INFORMATION
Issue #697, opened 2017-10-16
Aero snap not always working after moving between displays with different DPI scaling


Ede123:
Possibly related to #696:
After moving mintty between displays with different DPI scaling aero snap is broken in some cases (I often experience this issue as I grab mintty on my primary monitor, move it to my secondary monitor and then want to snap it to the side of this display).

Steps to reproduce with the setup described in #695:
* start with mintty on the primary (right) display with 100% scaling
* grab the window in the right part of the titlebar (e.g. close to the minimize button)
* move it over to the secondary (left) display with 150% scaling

DIRECTIONS
Extract exactly the lines between the line containing "the minimize button)" and the end of the data, including both.

RESPONSE AREA
* grab the window in the right part of the titlebar (e.g. close to the minimize button)
* move it over to the secondary (left) display with 150% scaling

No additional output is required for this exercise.